GPROXY v2 is a single Rust crate with two runtime surfaces:

  • a native binary in src/main.rs, served by Axum and native upstream clients;
  • a wasm library entry in src/lib.rs / src/http/edge/, used by edge platform bundles.

The crate is still layered. The important distinction from v1 is packaging, not discipline: v2 keeps protocol types, transforms, request orchestration, channels, storage, administration, and deployment boundaries separate inside one repository.

.
|-- Cargo.toml # one crate: lib + bin
|-- src/
| |-- main.rs # native CLI, config, AppState, Axum server
| |-- lib.rs # shared module surface and wasm exports
| |-- app/ # bootstrap, snapshots, import/export, v1 migration
| |-- protocol/ # Operation taxonomy and provider wire models
| |-- transform/ # operation-oriented protocol transforms
| |-- process/ # provider rule-set compilation and application
| |-- channel/ # upstream adapters and registry
| |-- pipeline/ # request lifecycle orchestration
| |-- http/ # native server, edge adapter, admin API dispatcher
| |-- store/ # cache and persistence backends
| `-- admin/ billing/ credentials/ health/ tokenize/ selfupdate/ usage/
|-- console/ # React console, built separately
|-- assets/console/ # generated console embed target
|-- deploy/ # edge and platform packaging entries
|-- docs/ # Starlight documentation website
`-- dev-docs/ # developer/source notes used as reference material

A normal generation request follows this path:

HTTP request
-> classify operation and inbound wire kind
-> authenticate user API key
-> normalize model name and alias
-> resolve route or scoped provider
-> enforce route permissions, rate limits, and quota admission
-> select route member and credential
-> transform protocol if inbound and upstream wire kinds differ
-> apply provider rule sets
-> prepare upstream request in channel
-> send request through native or fetch client
-> classify provider response
-> fail over or settle usage
-> shape response and transform back if needed
-> log request, usage, quota deltas, and health state

pipeline::execute is the central orchestrator. It delegates to focused modules for classification, auth, preprocessing, route resolution, authorization, balance, transform, failover, and settlement.

v2 avoids provider-family buckets as the primary documentation and code model. The central concepts are:

TypePurpose
OperationGroupBroad capability: models, count tokens, generate content, images, embeddings, compact, conversation.
OperationConcrete action such as ListModels, GenerateContent, CreateEmbedding, CompactContent.
OperationKindProvider wire shape for the operation, such as OpenAI Responses or Claude Messages.
OperationKey(operation, kind), used by routing rules and transforms.

This is why content generation has more than one OpenAI kind: OpenAI Responses and Chat Completions are different native wire shapes, not just labels.

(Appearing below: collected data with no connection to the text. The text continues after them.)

PR #2753, opened 2016-08-08
[ready] adjusting u-turn handling in lane matching to fully fix 2706

MoKob:
https://github.com/Project-OSRM/osrm-backend/pull/2739/files#diff-e4ce6eeb194b7b13640b6b48d96a052dR355 changes behaviour of an assertion instead of fixing the root of the problem.

The problem here was that sorting u-turns in the array of lane entries. The PR open here adds a regression test-case triggering the behaviour, fixes the sorting and in addition handles right-sided u-turn lanes. 

- [x] reviewed
- [x] adjusted for comments
- [x] make sure it runs on the planet

### DIFF
--- a/features/guidance/turn-lanes.feature
+++ b/features/guidance/turn-lanes.feature
@@ -863,7 +863,7 @@ Feature: Turn Lane Guidance
             | d,a ||||
             # Note: at the moment we don't care about routes, we care about the extract process triggering assertions
 
-    @reverse @2730
+    @reverse @2730 @todo
     Scenario: Reverse on the right
         Given the node map
             | a |   |   | c |   |
--- a/features/guidance/turn-lanes.feature
+++ b/features/guidance/turn-lanes.feature
@@ -740,8 +740,8 @@ Feature: Turn Lane Guidance
 
         And the ways
             | nodes | name | highway | turn:lanes:forward |
-            | ab    | road | primary | through,right      |
-            | bc    | road | primary | through,right      |
+            | ab    | road | primary | through;right      |
+            | bc    | road | primary | through;right      |
             | cd    | road | primary |                    |
             | xa    | road | primary |                    |
             | be    | turn | primary |                    |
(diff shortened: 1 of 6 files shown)


src/extractor/guidance/intersection_generator.cpp
```diff
@@ -277,7 +277,7 @@ Intersection IntersectionGenerator::mergeSegregatedRoads(Intersection intersecti
     {
         const double correction_factor = (intersection[1].turn.angle) / 2;
         for (std::size_t i = 2; i < intersection.size(); ++i)
-            intersection[i].turn.angle += correction_factor;
+            intersection[i].turn.angle -= correction_factor;
```
TheMarex: Can you add a comment outlining why the angle needs to be adjusted? It is not obvious to me from the surrounding code. Similarly why do you subtract here but add above?

src/extractor/guidance/turn_lane_handler.cpp
```diff
@@ -119,9 +119,8 @@ Intersection TurnLaneHandler::assignTurnLanes(const NodeID at,
 
     if (!lane_data.empty() && canMatchTrivially(intersection, lane_data) &&
         lane_data.size() !=
-            static_cast<std::size_t>(
-                lane_data.back().tag != TurnLaneType::uturn && intersection[0].entry_allowed ? 1
-                                                                                             : 0) +
+            static_cast<std::size_t>((
```
TheMarex: This calculation would be easier to read outside of the if header.

src/extractor/guidance/turn_lane_handler.cpp
```diff
@@ -352,14 +351,8 @@ bool TurnLaneHandler::isSimpleIntersection(const LaneDataVector &lane_data,
             if (lane_data.back().tag == TurnLaneType::uturn)
                 return findBestMatchForReverse(lane_data[lane_data.size() - 2].tag, intersection);
```
TheMarex: Can you add more context here why you need to find a match for `lane_data[-2]` if `lane_data[-1]` is a uturn?
I think it would help to use named variables here for documentation.

src/extractor/guidance/turn_lane_handler.cpp
```diff
@@ -352,14 +351,8 @@ bool TurnLaneHandler::isSimpleIntersection(const LaneDataVector &lane_data,
...
-            // TODO(mokob): #2730 have a look please
-            // BOOST_ASSERT(lane_data.front().tag == TurnLaneType::uturn);
-            // return findBestMatchForReverse(lane_data[1].tag, intersection);
-            //
-            if (lane_data.front().tag == TurnLaneType::uturn)
-                return findBestMatchForReverse(lane_data[1].tag, intersection);
-
-            return findBestMatch(data.tag, intersection);
+            BOOST_ASSERT(lane_data.front().tag == TurnLaneType::uturn);
+            return findBestMatchForReverse(lane_data[1].tag, intersection);
```
TheMarex: Similarly here. What does `lane_data[1]` and `lane_data[0]` represent respectively?

MoKob:
@TheMarex I adjusted the PR for your comments / made some stuff easier to read. Can you have a final look to see if your concerns have been properly addressed?

features/guidance/turn-lanes.feature
```diff
@@ -740,8 +740,8 @@ Feature: Turn Lane Guidance
 
         And the ways
             | nodes | name | highway | turn:lanes:forward |
-            | ab    | road | primary | through,right      |
-            | bc    | road | primary | through,right      |
+            | ab    | road | primary | through;right      |
```
TheMarex: Is this an unrelated bug in the scenario?

include/extractor/guidance/toolkit.hpp
```diff
@@ -323,7 +323,7 @@ trimLaneString(std::string lane_string, std::int32_t count_left, std::int32_t co
         for (std::int32_t i = 0; i < count_left; ++i)
             // this is adjusted for our fake pipe. The moment cucumber can handle multiple escaped
             // pipes, the '&' part can be removed
-            if (lane_string[i] != '|' && lane_string[i] != '&')
+            if (lane_string[i] != '|')
```
TheMarex: I thought this custom separator logic got removed after we upgraded cucumber?

MoKob: apparently not completely

Issue #2754, opened 2016-08-08
Crashing requests in Portland, OR


TheMarex:
These requests cause segmentation faults on `master` and `5.3.1`:

```
http://127.0.0.1:5000/route/v1/driving/-122.790939337,45.3117507691;-122.77279825,45.317365299;-122.756437278,45.3174842382;-122.743776748,45.3262135294;-122.737294855,45.3451939719;-122.716595074,45.3584805038;-122.70681792,45.3690072941;-122.698613545,45.3791216948;-122.690187134,45.3928220412;-122.666455954,45.3832097166;-122.650200594,45.3720805608;-122.650358121,45.3735136853.json?alternatives=false&overview=false&steps=true

http://127.0.0.1:5000/route/v1/driving/-122.584629301,45.4799720832;-122.589213729,45.4848174409;-122.589268433,45.4864360812;-122.594626229,45.4887861992;-122.604808901,45.4937090585;-122.611385007,45.4986346839;-122.611028608,45.5031273002;-122.616101336,45.5033468642;-122.622637795,45.5041525327;-122.630226519,45.5048628571.json?alternatives=false&overview=false&steps=true

http://127.0.0.1:5000/route/v1/driving/-122.584629301,45.4799720832;-122.589213729,45.4848174409;-122.589268433,45.4864360812;-122.594626229,45.4887861992;-122.604808901,45.4937090585;-122.611385007,45.4986346839;-122.611028608,45.5031273002;-122.616101336,45.5033468642;-122.622637795,45.5041525327;-122.630226519,45.5048628571.json?alternatives=false&overview=false&steps=true

http://127.0.0.1:5000/route/v1/driving/-122.790939337,45.3117507691;-122.77279825,45.317365299;-122.756437278,45.3174842382;-122.743776748,45.3262135294;-122.737294855,45.3451939719;-122.716595074,45.3584805038;-122.70681792,45.3690072941;-122.698613545,45.3791216948;-122.690187134,45.3928220412;-122.666455954,45.3832097166;-122.650200594,45.3720805608;-122.650358121,45.3735136853.json?alternatives=false&overview=false&steps=true
```

Crashes at this location:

Three layers are intentionally separate:

  • Transform changes protocol shape by operation. It converts between OpenAI, Claude, and Gemini wire models when route execution requires it.
  • Process applies configured request mutation rules after transform and before the upstream channel sees the request. The engine should remain permissive; provider-specific presets belong in configuration and the console unless the runtime truly needs a new primitive.
  • Channel owns upstream access: endpoint, auth, request preparation, response disposition, optional stream decode, OAuth refresh, usage endpoints, and native TLS/HTTP2 profiles.

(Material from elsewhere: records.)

PR #2756, opened 2016-08-08
JSON instruction serialization fix.

gardster:
In some cases the OSRM server returns ```{"code": "InternalError","message":"Internal Server Error"}```. 
We reproduce it on request:
```
route/v1/car/-73.92415,40.86168;-73.93144,40.86696;-73.80145,40.67074;-74.30066,40.51935;-74.38946,40.5267?steps=true&geometries=geojson&bearings=0,180;282,45;180,45;272,45;336,45&overview=false
```
This happens because TurnType::Sliproad has not translation. I fix it.

### DIFF
--- a/include/engine/guidance/step_maneuver.hpp
+++ b/include/engine/guidance/step_maneuver.hpp
@@ -17,9 +17,10 @@ namespace guidance
 
 enum class WaypointType : std::uint8_t
 {
-    None,
-    Arrive,
-    Depart,
+    None = 0,
+    Arrive = 1,
+    Depart = 2,
+    MaxWaypointType = 3
 };
 
 struct StepManeuver
--- a/include/extractor/guidance/turn_instruction.hpp
+++ b/include/extractor/guidance/turn_instruction.hpp
@@ -16,12 +16,6 @@ namespace extractor
 namespace guidance
 {
 
-namespace detail
-{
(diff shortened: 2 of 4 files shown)


daniel-j-h:
cc @MoKob 

It's so easy to forget about this, since it's in totally different code locations and the array is indexed by the enum. Can we do something about this?

Maybe adding a final `ENUM_MAX_SIZE` sentinel to the enums and then `static_assert` already at compile time. What makes this even harder is the fact that these types are not really enums but `uint8_t` instead..

MoKob:
@daniel-j-h there seems to be a deeper problem here. Sliproad should never even get to this place. In fact, none of the invalid instructions should ever get there.

gardster:
```ENUM_MAX_SIZE``` seems good. I wanted to implement this approach but was not sure that you accept it, because there is no max_size fields in other enums.

TheMarex:
> ENUM_MAX_SIZE seems good. I wanted to implement this approach but was not sure that you accept it, because there is no max_size fields in other enums.

Yes actually we should have this for every enum that is used as an index to make sure stuff like this does not happen.

@MoKob could you replicate the issue with `sliproad` being exposed?

gardster:
Added max size fields. PTAL

TheMarex:
Looks great. Thanks @gardster!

Each request receives a cheap clone of AppState. The hot path reads an ArcSwap<ControlPlaneSnapshot> containing provider, route, rule, and identity records. Control-plane writes update persistence, rebuild the local snapshot, and publish invalidation through the cache backend where the backend supports it.

Native instances can use memory or Redis cache plus file/db persistence. Edge instances use fetch-compatible clients and platform-friendly persistence/cache backends such as libSQL/Turso and REST-style shared stores.

RuntimeBoundary
NativeCLI/env config, Axum server, embedded console assets, native wreq client pool, optional self-update.
Edgewasm entry, fetch adapter, platform-provided environment, no embedded console binary assets by default.
ConsoleReact SPA in console/; build output is synced to assets/console/ for native embedding.
DocumentationStarlight site in docs/; development/reference source notes live in dev-docs/.